## Directions for this task
If a line of the records holds the word "between", copy it out.

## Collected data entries
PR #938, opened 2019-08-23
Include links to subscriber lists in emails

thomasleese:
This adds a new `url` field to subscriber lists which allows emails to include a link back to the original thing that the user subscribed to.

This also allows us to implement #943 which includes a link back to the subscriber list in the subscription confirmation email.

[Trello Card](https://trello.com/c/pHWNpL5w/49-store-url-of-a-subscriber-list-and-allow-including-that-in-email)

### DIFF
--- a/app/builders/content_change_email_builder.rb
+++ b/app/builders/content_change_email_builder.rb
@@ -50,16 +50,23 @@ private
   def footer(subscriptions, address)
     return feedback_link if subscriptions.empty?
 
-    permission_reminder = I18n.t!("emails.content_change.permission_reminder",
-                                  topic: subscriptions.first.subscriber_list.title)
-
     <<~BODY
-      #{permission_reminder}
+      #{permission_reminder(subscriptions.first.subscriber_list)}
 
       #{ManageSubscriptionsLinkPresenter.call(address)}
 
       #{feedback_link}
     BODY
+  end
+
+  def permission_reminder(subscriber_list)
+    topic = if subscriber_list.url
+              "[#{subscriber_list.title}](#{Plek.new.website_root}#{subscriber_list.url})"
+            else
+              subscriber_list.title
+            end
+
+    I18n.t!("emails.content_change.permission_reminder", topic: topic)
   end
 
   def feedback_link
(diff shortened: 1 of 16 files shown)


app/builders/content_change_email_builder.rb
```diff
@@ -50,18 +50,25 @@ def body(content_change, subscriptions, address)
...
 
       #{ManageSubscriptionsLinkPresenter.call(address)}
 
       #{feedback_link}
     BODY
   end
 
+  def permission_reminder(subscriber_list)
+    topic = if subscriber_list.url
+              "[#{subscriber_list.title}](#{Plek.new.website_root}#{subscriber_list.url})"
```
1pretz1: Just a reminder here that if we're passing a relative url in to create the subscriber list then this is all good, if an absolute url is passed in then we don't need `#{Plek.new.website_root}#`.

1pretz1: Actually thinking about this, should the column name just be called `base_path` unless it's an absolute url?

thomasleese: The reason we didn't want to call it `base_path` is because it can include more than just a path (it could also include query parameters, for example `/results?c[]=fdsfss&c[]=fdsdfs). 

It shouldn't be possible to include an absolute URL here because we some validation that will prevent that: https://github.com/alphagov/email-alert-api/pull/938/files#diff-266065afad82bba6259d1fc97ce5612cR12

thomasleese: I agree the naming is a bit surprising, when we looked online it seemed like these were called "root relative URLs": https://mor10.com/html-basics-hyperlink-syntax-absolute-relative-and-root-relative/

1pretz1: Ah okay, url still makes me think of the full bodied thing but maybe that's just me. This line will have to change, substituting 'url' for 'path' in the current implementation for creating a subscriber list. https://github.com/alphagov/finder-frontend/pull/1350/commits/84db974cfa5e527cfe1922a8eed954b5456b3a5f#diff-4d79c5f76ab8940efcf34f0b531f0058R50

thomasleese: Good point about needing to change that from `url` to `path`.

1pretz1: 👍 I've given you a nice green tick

--

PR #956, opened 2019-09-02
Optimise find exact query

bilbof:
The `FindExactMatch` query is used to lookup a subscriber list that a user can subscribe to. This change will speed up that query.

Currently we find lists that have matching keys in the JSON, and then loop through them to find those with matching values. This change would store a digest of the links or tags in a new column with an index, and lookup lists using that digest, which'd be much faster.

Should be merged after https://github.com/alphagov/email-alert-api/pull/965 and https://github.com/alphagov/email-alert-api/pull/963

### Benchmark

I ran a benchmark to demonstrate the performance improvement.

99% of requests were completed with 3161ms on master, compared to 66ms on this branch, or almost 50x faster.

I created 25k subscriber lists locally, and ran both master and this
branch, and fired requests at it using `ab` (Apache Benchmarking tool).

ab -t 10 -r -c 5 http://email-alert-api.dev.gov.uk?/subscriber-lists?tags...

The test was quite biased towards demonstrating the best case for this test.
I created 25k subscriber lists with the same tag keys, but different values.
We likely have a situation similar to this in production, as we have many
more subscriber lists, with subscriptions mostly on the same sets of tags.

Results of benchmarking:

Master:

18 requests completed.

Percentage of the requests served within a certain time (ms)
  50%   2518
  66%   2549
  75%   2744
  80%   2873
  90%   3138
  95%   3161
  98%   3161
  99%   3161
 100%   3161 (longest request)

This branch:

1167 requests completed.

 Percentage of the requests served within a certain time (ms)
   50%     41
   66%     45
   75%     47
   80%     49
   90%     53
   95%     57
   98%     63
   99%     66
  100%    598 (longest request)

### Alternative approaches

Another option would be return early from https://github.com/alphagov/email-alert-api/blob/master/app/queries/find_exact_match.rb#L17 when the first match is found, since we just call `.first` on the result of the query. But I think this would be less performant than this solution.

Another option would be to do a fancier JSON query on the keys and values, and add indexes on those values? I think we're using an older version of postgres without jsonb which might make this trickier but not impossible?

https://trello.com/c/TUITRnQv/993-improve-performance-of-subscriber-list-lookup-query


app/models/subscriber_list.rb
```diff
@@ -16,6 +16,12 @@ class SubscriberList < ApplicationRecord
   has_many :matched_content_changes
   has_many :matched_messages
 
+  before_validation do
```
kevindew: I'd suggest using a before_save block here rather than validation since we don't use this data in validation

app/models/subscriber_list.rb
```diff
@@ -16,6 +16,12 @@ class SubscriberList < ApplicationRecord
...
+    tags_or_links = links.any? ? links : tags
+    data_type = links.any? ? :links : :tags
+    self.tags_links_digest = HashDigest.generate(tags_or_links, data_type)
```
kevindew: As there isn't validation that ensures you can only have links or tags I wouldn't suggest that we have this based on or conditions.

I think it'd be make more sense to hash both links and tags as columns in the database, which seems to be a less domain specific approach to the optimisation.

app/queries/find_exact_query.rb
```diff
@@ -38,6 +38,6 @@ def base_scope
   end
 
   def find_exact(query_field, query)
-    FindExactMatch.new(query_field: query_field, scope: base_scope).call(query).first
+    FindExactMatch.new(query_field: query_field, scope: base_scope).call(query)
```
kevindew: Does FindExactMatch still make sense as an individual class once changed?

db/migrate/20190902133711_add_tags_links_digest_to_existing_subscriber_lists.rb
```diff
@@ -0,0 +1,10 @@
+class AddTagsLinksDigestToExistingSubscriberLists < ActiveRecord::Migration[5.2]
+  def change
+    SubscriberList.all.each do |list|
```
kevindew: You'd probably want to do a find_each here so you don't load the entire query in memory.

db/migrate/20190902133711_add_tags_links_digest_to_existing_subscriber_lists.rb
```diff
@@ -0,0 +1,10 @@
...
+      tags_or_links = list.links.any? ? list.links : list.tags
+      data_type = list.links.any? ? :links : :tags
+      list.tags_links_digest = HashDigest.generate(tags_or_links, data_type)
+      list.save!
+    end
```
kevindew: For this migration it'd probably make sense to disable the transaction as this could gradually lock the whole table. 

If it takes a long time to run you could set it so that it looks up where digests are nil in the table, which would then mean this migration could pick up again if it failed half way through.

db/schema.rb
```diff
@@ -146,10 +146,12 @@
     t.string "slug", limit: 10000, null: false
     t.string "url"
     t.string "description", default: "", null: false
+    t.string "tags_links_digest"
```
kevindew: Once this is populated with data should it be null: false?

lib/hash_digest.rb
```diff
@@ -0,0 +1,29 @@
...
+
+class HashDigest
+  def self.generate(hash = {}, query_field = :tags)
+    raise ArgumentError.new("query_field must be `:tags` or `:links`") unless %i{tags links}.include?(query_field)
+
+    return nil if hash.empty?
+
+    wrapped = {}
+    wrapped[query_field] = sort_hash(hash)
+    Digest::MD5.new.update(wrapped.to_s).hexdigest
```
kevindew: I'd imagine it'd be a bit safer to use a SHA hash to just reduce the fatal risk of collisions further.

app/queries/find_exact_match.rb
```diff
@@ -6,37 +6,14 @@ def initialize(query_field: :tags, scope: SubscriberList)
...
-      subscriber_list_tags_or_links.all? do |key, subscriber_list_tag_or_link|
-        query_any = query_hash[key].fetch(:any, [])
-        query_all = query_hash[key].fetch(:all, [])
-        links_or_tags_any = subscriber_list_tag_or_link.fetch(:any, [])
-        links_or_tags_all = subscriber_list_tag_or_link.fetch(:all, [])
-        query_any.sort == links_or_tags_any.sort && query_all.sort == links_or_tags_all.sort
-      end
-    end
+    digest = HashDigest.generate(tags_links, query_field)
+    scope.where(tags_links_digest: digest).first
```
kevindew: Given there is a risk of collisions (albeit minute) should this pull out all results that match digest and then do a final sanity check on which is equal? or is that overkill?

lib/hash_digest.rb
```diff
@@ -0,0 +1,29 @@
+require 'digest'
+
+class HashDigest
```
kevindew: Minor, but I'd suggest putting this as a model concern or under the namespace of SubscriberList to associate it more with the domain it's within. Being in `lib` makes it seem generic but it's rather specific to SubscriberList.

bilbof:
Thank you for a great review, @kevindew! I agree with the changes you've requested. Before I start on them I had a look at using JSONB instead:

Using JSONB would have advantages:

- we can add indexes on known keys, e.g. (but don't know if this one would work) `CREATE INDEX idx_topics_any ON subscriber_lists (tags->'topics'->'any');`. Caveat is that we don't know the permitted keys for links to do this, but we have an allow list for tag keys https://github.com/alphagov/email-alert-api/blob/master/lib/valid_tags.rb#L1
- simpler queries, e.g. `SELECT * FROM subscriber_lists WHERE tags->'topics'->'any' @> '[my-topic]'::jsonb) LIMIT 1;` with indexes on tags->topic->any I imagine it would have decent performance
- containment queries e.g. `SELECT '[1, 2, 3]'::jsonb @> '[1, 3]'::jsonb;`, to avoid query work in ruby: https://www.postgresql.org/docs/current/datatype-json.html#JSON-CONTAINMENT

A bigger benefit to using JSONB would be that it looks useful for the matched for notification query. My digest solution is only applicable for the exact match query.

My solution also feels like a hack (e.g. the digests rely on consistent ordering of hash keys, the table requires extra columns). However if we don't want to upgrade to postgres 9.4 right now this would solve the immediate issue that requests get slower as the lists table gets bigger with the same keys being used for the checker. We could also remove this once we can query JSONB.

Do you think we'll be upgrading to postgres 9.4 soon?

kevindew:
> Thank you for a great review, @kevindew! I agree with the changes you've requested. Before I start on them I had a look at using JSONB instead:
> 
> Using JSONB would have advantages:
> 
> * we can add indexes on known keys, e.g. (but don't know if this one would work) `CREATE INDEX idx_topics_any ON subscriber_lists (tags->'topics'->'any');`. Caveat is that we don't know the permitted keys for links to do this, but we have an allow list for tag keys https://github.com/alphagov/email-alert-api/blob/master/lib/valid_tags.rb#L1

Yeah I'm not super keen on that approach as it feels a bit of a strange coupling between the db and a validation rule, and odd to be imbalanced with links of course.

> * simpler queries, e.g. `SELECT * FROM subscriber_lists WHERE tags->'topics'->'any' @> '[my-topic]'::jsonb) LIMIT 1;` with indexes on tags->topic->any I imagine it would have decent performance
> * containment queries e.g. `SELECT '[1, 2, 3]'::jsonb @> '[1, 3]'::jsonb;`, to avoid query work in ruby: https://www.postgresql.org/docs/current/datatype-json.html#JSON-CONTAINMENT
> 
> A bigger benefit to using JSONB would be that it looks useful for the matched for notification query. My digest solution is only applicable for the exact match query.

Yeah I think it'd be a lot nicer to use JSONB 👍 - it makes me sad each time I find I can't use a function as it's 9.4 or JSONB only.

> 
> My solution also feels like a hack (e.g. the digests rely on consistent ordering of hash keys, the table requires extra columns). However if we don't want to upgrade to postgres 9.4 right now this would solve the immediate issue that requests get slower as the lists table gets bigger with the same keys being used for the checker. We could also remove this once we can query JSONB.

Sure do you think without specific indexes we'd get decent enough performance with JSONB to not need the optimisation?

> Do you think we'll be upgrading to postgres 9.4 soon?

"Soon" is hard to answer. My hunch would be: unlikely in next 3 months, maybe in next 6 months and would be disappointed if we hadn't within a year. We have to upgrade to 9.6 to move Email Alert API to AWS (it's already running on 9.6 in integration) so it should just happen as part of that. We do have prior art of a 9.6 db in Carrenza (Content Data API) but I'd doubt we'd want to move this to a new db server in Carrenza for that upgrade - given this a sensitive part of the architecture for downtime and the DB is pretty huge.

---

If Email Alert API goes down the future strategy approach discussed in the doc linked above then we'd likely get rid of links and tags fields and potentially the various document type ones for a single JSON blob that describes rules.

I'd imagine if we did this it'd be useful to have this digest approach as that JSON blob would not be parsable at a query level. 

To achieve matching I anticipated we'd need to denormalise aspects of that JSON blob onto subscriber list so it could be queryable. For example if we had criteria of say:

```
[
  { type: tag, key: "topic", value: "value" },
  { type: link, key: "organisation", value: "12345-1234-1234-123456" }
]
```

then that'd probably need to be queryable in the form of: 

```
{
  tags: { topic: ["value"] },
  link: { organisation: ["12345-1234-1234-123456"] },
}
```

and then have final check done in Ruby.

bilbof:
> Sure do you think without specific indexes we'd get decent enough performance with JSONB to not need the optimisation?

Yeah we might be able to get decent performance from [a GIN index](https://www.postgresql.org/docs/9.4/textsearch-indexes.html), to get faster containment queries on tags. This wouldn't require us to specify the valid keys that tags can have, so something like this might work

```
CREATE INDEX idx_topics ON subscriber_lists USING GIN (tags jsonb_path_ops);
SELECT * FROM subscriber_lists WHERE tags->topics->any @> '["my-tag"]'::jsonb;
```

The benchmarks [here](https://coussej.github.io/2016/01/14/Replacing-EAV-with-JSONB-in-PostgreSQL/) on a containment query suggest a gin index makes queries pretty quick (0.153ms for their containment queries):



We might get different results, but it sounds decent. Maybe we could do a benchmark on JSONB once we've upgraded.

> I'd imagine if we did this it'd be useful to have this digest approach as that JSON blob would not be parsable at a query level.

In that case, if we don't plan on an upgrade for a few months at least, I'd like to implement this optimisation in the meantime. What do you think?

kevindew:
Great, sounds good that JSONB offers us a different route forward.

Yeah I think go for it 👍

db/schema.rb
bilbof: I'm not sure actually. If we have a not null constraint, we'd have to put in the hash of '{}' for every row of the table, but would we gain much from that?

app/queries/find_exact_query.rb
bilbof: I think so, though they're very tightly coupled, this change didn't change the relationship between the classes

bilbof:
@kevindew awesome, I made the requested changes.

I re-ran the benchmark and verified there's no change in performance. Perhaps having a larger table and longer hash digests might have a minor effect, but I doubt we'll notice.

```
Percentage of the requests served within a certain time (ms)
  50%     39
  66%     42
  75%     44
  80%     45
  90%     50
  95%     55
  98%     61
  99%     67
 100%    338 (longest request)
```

## Response for this exercise
Yeah I'm not super keen on that approach as it feels a bit of a strange coupling between the db and a validation rule, and odd to be imbalanced with links of course.
bilbof: I think so, though they're very tightly coupled, this change didn't change the relationship between the classes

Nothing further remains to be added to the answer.